Collected data:
################

PR #6367, opened 2023-04-11
Added case-insensitive matches for FreeBasic.

XusinboyBekchanov:
## Description

Added case-insensitive matches for FreeBasic heuristics.

## Checklist:

- [x] **I am fixing a misclassified language (FreeBasic)**
    - Sample source(s):
    - Sample license(s):

  - Old: [URL to grammar repo]
  - New: [URL to grammar repo]

    - [URL to public discussion]

### DIFF
--- a/.github/CODEOWNERS
+++ b/.github/CODEOWNERS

################

Exactly as written, copy the lines from the one containing "- New: [URL to grammar repo]" to the end of the entries, both ends included.

_EXERCISE RESULT:_
  - New: [URL to grammar repo]

    - [URL to public discussion]

### DIFF
--- a/.github/CODEOWNERS
+++ b/.github/CODEOWNERS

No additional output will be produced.